The EU’s Carbon Border Adjustment Mechanism will penalise Africa’s value-added products and force it to remain an exporter of raw materials to Europe, warned AfDB president Akinwumi Adesina at COP28.

By

Image : AfDB

Africa could lose up to $25bn per annum as a direct result of the European Union’s Carbon Border Adjustment Mechanism (CBAM), the president of the African Development Bank has warned.

Speaking at the Sustainable Trade Africa Conference on the sidelines of Cop28 in Dubai, Akinwumi Adesina argued that the mechanism could significantly constrain Africa’s trade and industrialisation progress by penalising value-added exports including steel, cement, iron, aluminium and fertilisers.

“With Africa’s energy deficit and reliance mainly on fossil fuels, especially diesel, the implication is that Africa will be forced to export raw commodities again into Europe, which will further cause de-industrialisation of Africa. Africa has been short-changed by climate change; now it will be short-changed in global trade,” he said.

Why is Europe introducing the CBAM?

The European Commission describes the CBAM, which entered its transitional phase on 1 October, as its “landmark tool to fight carbon leakage”.  Carbon leakage occurs when companies based in the EU move carbon-intensive production abroad to countries where less stringent climate policies are in place.

It is intended to equalise the price of carbon between domestic products and imports, “ensuring that the EU’s climate policies are not undermined by production relocating to countries with less ambitious green standards or by the replacement of EU products by more carbon-intensive imports.”

The CBAM will initially apply to imports of certain goods and selected precursors whose production is carbon intensive and at most significant risk of carbon leakage – cement, iron and steel, aluminium, fertilisers, electricity and hydrogen. When fully phased in it will capture more than 50% of the emissions in sectors covered by the EU’s Emissions Trading System.

Related articles

Speaking at the time of its introduction, Valdis Dombrovskis, the European Commission’s executive vice-president for an economy that works for people, said that the mechanism was compliant with World Trade Organisation rules.

“The EU needs the Carbon Border Adjustment Mechanism to achieve its ambitious emission reduction targets and achieve climate neutrality by 2050. The CBAM will tackle the risk of carbon leakage in a non-discriminatory way and in full compliance with WTO rules. The EU will be leading by example and encouraging global industry to embrace greener and more sustainable technologies.”
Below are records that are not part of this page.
PR #2022, opened 2026-09-04
Honor transforms.json mask paths and preserve nested mask lookup

### LINKED ISSUE #1422: transforms.json import ignores per-frame `mask_path`; mask lookup by bare filename fails on subfoldered datasets
## Summary

A nerfstudio `transforms.json` dataset whose images live in per-camera subfolders with repeated basenames (e.g. `images/front/000001.jpg` + `images/back/000001.jpg` with matching masks) fails to import with:

> [Invalid dataset] Mask for image '000001.jpg' is ambiguous across the dataset mask folders.
> Keep masks in the same relative subdirectories as the images or rename them uniquely.

even though the masks are in the matching subdirectories and each frame's `mask_path` is in the JSON. This affects the Blender/NeRF loader, which handles any `transforms.json` dataset whether you open the **dataset folder** or the file directly. COLMAP datasets (those with a `sparse/` model) are unaffected.

## Repro

A multi-camera / rig dataset (e.g. dual-fisheye) exported to nerfstudio `transforms.json`, with per-camera subfolders that share frame-numbered basenames:

```
dataset/                       # no COLMAP sparse/ -> routed to the Blender/NeRF loader
├── transforms.json            # frames: file_path images/front/000001.jpg (+ back/...),
│                              #         mask_path masks/front/000001.png (+ back/...)
├── images/{front,back}/000001.jpg
└── masks/{front,back}/000001.png
```

**Open this folder in LFS** (the normal way to load a nerfstudio dataset) → the error above. With no `sparse/` model present, `ColmapLoader::canLoad` declines and `BlenderLoader` takes it; dragging the `transforms.json` file directly is equivalent. Happy to attach a zip.

## Cause (master @ `faa73cd`)

- `transforms.cpp:510` stores only `_image_path.filename()`, so both frames collapse to `000001.jpg`; the per-frame `mask_path` field is never parsed.
- `blender_loader.cpp:154` resolves masks via `mask_cache.lookup(info._image_name)`, keyed on that bare filename.
- `RecursiveFileCache::lookup` (`filesystem_utils.hpp:243`) tries an exact relative-path match first, then a basename fallback. Since the key is always bare, the exact branch is unreachable; the shared basename `000001.png` hits the ambiguous branch. The error's "same relative subdirectories" advice is thus impossible to satisfy from this loader.
- The COLMAP loader passes the full relative name (`colmap.cpp:873`), so it is unaffected.

## Proposed fix (backward compatible; happy to submit a PR)

Either part alone fixes it; flagging both for your preference before I build:

1. **Honor `mask_path`**: parse the optional per-frame field in `transforms.cpp`, carry it on `CameraData`, and resolve it relative to the transforms file in `blender_loader.cpp` (reusing the existing dimension check), falling back to `MaskDirCache` only when absent.
2. **Make the exact-relative branch reachable**: pass each frame's image path relative to the images root (minus a leading `images/`) to `mask_cache.lookup`, instead of the bare filename.

## Motivation

- **Multi-camera / rig datasets** (dual-fisheye, 360, camera arrays): COLMAP rig-based reconstruction requires *identical* basenames across the per-camera folders during the solve, so the error's "rename them uniquely" advice conflicts with how the data must be built. Preserving the relative subdirectory (which the masks already mirror) is the natural fix.
- **Robustness**: mask discovery by filename-guessing has proven fragile — cf. #547, where a "no masks found" failure was fixed, then resurfaced in a later release and stayed flaky on nightlies. Honoring an explicit per-frame `mask_path` gives a deterministic resolution path that sidesteps those heuristics.
- `mask_path` is the nerfstudio-standard field, so honoring it lets these datasets load without restructuring.

francescofugazzi:
The transforms loader ignores per-frame `mask_path` and searches for masks by image basename. Datasets such as `images/front/000001.jpg` and `images/back/000001.jpg` can therefore produce ambiguous or incorrect mask associations.

- Parse and validate optional per-frame `mask_path`, resolving relative paths against the transforms JSON directory and preserving absolute paths.
- Give explicit mask paths precedence over discovery. Report missing explicit masks when masks are enabled instead of silently selecting a different file.
- Preserve image subdirectories for implicit mask lookup, stripping the leading `images/` component while retaining the legacy unique-basename fallback.
- Prefer matching relative paths across mask extensions and search folders before falling back to a basename, preventing masks from another camera from winning.
- Preserve Unicode paths in the shared file index and defer mask indexing until discovery is needed.
- Retain camera display names and split behavior, and associate mask paths without validating mask files when mask loading is disabled.
- Add importer and mask-cache regressions for explicit, implicit, mixed, nested, Unicode, missing, malformed and dimension-mismatched mask inputs.

Fixes https://github.com/MrNeRF/LichtFeld-Studio/issues/1422

### DIFF
--- a/src/io/formats/colmap.hpp
+++ b/src/io/formats/colmap.hpp
@@ -94,6 +94,8 @@ namespace lfs::io {
         float _center_y = 0.f;
         std::string _image_name;
         std::filesystem::path _image_path;
+        // Explicit transforms.json mask_path, resolved against the JSON directory.
+        std::filesystem::path _mask_path;
         bool _has_image = true;
         lfs::core::CameraModelType _camera_model_type = lfs::core::CameraModelType::PINHOLE;
         int _width = 0;
--- a/src/io/formats/transforms.cpp
+++ b/src/io/formats/transforms.cpp
@@ -50,8 +50,21 @@ namespace lfs::io {
 
         struct ValidatedTransformFrame {
             std::string file_path;
+            std::string mask_path;
             std::array<float, 16> matrix{};
         };
+
+        [[nodiscard]] std::string validated_frame_path(
+            const nlohmann::json& frame, const char* key, const size_t frame_index) {
+            if (!frame.is_object() || !frame.contains(key) || !frame[key].is_string())
+                throw std::runtime_error(std::format("Frame {} must contain a string {}", frame_index, key));
+            std::string path = frame[key].get<std::string>();
+            if (path.empty() || path.size() > MAX_TRANSFORMS_PATH_BYTES ||
+                path.find('\0') != std::string::npos) {
+                throw std::runtime_error(std::format("Frame {} {} is empty, too long or contains a null byte", frame_index, key));
+            }
+            return path;
+        }
 
         [[nodiscard]] float finite_json_float_value(
             const nlohmann::json& value,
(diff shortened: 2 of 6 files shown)


MrNeRF (commented):
Reviewed and exercised locally on Linux (RTX 4080).

- Static read: explicit `mask_path` resolves against the JSON directory exactly like `file_path`, absolute paths pass through, and the exact-before-basename pass in `MaskDirCache` only adds a few map probes per camera. The COLMAP path inherits the same ordering, which is the right call (an exact relative match in a later mask root now beats a basename match in an earlier one).
- `TransformsMaskTest`, `ColmapImageLayoutTest`, `PythonIOTest` and the mask-cache groups: 343 pass.
- Headless training on the issue's layout (`images/{front,back}/000001.jpg` with matching masks), once with per-frame `mask_path` and once relying on discovery: both load 4 cameras with 4 masks and train; no ambiguity error.
- A missing explicit mask fails with MISSING_REQUIRED_FILES only when masks are enabled, and is carried but not validated otherwise, which matches the .licht persistence (`has_mask()` checks existence).

Nit, no need to block: `detail::raw_lookup_key` is now the same thing as `lfs::core::path_to_generic_utf8` from #2021 (merged after this PR was opened); worth swapping when you rebase.

No blockers from my side. Windows CI was still pending when I looked.

PR #2028, opened 2026-09-04
Add opt-in Release-only vcpkg presets for Windows and Linux

francescofugazzi:
Standard vcpkg triplets build both Debug and Release dependencies even when the application only needs Release libraries. This adds optional native x64 Windows and Linux profiles that avoid building unused Debug dependencies.

The new configure/build presets are:

- `windows-release`
- `windows-relwithdebinfo`
- `linux-release`
- `linux-relwithdebinfo`

They use project-local triplet overlays with `VCPKG_BUILD_TYPE=release` for both target dependencies and host tools, preserving the standard triplet names and linkage policies. Existing `build` and `debug` presets retain their behavior.

Release and RelWithDebInfo share the same dependency recipe, while each build directory keeps its own `vcpkg_installed` tree. Compatible packages can be restored through the existing binary cache. The first installation may rebuild packages because the overlay changes their ABI; subsequent reuse still requires matching toolchains, features, and recipes.

RelWithDebInfo retains application debug information and its normal Vulkan validation defaults. It does not request Debug builds of vcpkg dependencies.

Profile validation runs before vcpkg installation and rejects incompatible configurations, multi-config generators, and mismatched target/host triplets. It uses `GENERATOR_IS_MULTI_CONFIG`, avoiding false rejection when OpenMesh populates `CMAKE_CONFIGURATION_TYPES` in a single-config Ninja build.

Documentation covers preset selection, cache behavior, dependency symbols, Debug fallback, and migration of an existing build directory.

### DIFF
--- a/CMakeLists.txt
+++ b/CMakeLists.txt
@@ -91,6 +91,9 @@ if(NOT CMAKE_BUILD_TYPE AND NOT CMAKE_CONFIGURATION_TYPES)
     set_property(CACHE CMAKE_BUILD_TYPE PROPERTY STRINGS "Debug" "Release" "MinSizeRel" "RelWithDebInfo")
 endif()
 
+include("${CMAKE_CURRENT_SOURCE_DIR}/cmake/VcpkgProfiles.cmake")
+lfs_validate_vcpkg_profile()
+
 project(LichtFeld-Studio VERSION 0.5.3 LANGUAGES CUDA CXX C)
 
 include("${CMAKE_CURRENT_SOURCE_DIR}/cmake/SelectFastLinker.cmake")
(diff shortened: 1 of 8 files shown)


MrNeRF (approved):
Opt-in, and the standard build/debug path is untouched: the guard returns before doing anything unless the release-only overlay is selected, and CI keeps building with the stock triplet. Checked here: the 30 script-mode cases pass, -G really sets GENERATOR_IS_MULTI_CONFIG in script mode, every debug-dir reference in our CMake is behind EXISTS or a glob, and vcpkg install --dry-run with the overlay resolves the whole manifest plan for x64-linux. Not exercised here: the actual Release-only dependency install on Linux, that is a from-source rebuild of every port on this box. Nothing changes for anyone who does not pick the new presets, so this can land.

Smaller: register cmake -P tests/cmake/test_vcpkg_profiles.cmake as a ctest next to the fast tier, like the ABI stamp tests in #2018, so it runs without anyone remembering the command.

Issue #2030, opened 2026-09-04
Viewer crash in hand over from training to edit mode.


jacobvanbeets:
Reproduce
• Start training
• When training finished dialog shows up. click edit mode
• Observe viewer artifacts till GPU crash
Commit: dc266db24

<img width="691" height="868" alt="Image" src="https://github.com/user-attachments/assets/33809e2c-17b9-47c0-95a3-fed6f9c6b9fb" />

francescofugazzi:
If you still can reproduce the problem try PR https://github.com/MrNeRF/LichtFeld-Studio/pull/2039 if it solves it

MrNeRF:
@jacobvanbeets Can you retest latest master please?

jacobvanbeets:
Fixed. Thanks

PR #2039, opened 2026-09-05
Invalidate viewport state when training hands the same model to Edit Mode

francescofugazzi:
Entering Edit Mode moves the existing `SplatData` into a scene node. The
single-model scene path preserves its address, so pointer-only model tracking
could miss the handoff and bypass the renderer's existing model-change reset.

This change tracks the model source (training dataset or scene) alongside its
address. The handoff now invalidates viewport artifacts and reaches the existing
renderer reset path on the next render frame. Pause/resume and training
completion retain dataset ownership; repeated frames with the same source and
address do not trigger additional resets.

The model also stays owned by its scene node until `clearTrainer()` succeeds,
preventing a deferred teardown from destroying it through a local `unique_ptr`.

Related to https://github.com/MrNeRF/LichtFeld-Studio/issues/2030.

### Validation and limitations

**Further testing is required before treating this as a fix for #2030. I have
not been able to test it thoroughly or reproduce the original GPU crash.**

- Local Windows compilation succeeded; the requested GTests passed.
- Manual use performed so far showed no problems.
- Added lifecycle regressions for same-address source transitions and repeated
  frames, plus a SceneManager handoff regression preserving the model address.
- The SceneManager regression does not run a live trainer or Vulkan dispatch.
- Static review, formatting and `git diff --check` completed. The coding agent
  did not configure, compile or run the application/tests.

Please test on the affected setup: complete training and enter Edit Mode both
immediately and after a delay, repeat the transition, orbit/zoom, select/delete
and undo, and verify transforms, appearance correction, save/reopen and PLY
export. On dev, check Native and Temporal Quality separately. Full logs from
any artifacts, hangs or device loss would help confirm whether this addresses
the reported failure.

### DIFF
--- a/src/visualizer/rendering/rendering_manager_vulkan.cpp
+++ b/src/visualizer/rendering/rendering_manager_vulkan.cpp
@@ -1938,13 +1938,20 @@ namespace lfs::vis {
         };
         refresh_content_flags();
         size_t model_ptr = reinterpret_cast<size_t>(model);
+        // Edit-mode handoff moves the same SplatData into a scene node. Its
+        // address does not change, but the trainer's GPU handshake is gone.
+        // Use dataset ownership, not Running/Paused, so completion alone does
+        // not reset the renderer while the trainer still owns its fences.
+        const auto model_source = scene_manager && scene_manager->hasDataset()
+                                      ? ViewportFrameLifecycleService::ModelSource::Training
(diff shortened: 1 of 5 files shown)


MrNeRF:
Should pr into master no?

francescofugazzi:
> Should pr into master no?

ok rebased to master

MrNeRF:
Thank you. Looks good but still need confirmation

Issue #2029, opened 2026-09-04
Model fails to rotate during training. Grid, cameras and upper right gizmo seems to rotate.


jacobvanbeets:
As title says.  It happened once and wasn't able to reproduce. 
Commit: dc266db24
<img width="611" height="417" alt="Image" src="https://github.com/user-attachments/assets/8703315d-e890-46bb-8e24-851513d03900" />

PR #2041, opened 2026-09-05
Recover VkSplat shared scratch after training pause

francescofugazzi:
Related to #2029.

## Problem

Pausing training can detach the shared external rasterizer backing at the B3 boundary. VkSplat retained its installed state after that detach and could attempt to reuse or grow backing that was no longer attached to the arena.

After resuming training, this could leave the viewport presenting its cached splat image while the grid and camera overlays continued to move.

The original recovery also left retained-backing reinstall as a try-only operation. Under continuous training-frame activity, reinstall could therefore be starved even though scratch growth already used a bounded idle-window reservation.

## Changes

- Verify shared backing by device pointer before reuse or growth.
- Reinstall renderer-owned backing when the trainer has detached it.
- Recheck backing ownership after acquiring the renderer arena frame.
- Give reinstall, initial installation, and growth the same bounded 15 ms idle-window reservation.
- Keep the arena synchronization mutex through installation so a new training frame cannot consume the reserved idle window.
- Release only the caller's reservation on success, timeout, or failure.
- Preserve zero-timeout try-only behavior and the existing unbounded installation path for other callers.
- Return typed external-growth outcomes so busy and detached states can defer and retry without misleading error messages.
- Keep actionable diagnostics for CUDA synchronization and callback failures.

## Regression coverage

- Detached backing detection and reinstallation.
- Successful reinstall after an active training frame releases the arena.
- Reinstall timeout cleanup.
- Preservation of an existing render reservation.
- External backing growth results and timeout cleanup.
- Deterministic trainer/metrics lock-order contention.
- Shared-scratch setup occurring before the render frame is acquired.
- Retry handling for legitimate try-lock contention introduced by reservation observation in the tests.

## Validation

Reported from Windows Release:

- build succeeded;
- all `ArenaMetricsContentionTest.*` cases passed for 20 repeated iterations with `--gtest_break_on_failure`;
- `tests/python/test_vksplat_output_lifetime_regressions.py`: 9 passed;
- dataset was exercised through repeated training pause/resume and scratch growth without reproducing the frozen splat viewport.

CBAM undermines Africa’s competitiveness

Citing data from the International Renewable Energy Agency, Adesina said that Africa is already being overlooked in the global energy transition and the legislation will only serve to drive inequalities between the regions.

“Africa received just $60bn or 2% of the $3 trillion of global investments in renewable energy in the past two decades, a trend that will now impact negatively on its ability to export competitively into Europe.”

In response, Adesina called for “Just Trade-for-Energy Transition partnerships,” which he said would enable Africa’s renewable ambitions without restricting its trade prospects.

“This system does not take into consideration the principle of common but differentiated responsibility as per the Paris Accord, which requires developed countries to peak on carbon emissions and achieve net-zero in the first half of the century, while developing countries peak and achieve net-zero in the second half of the century,” he underlined.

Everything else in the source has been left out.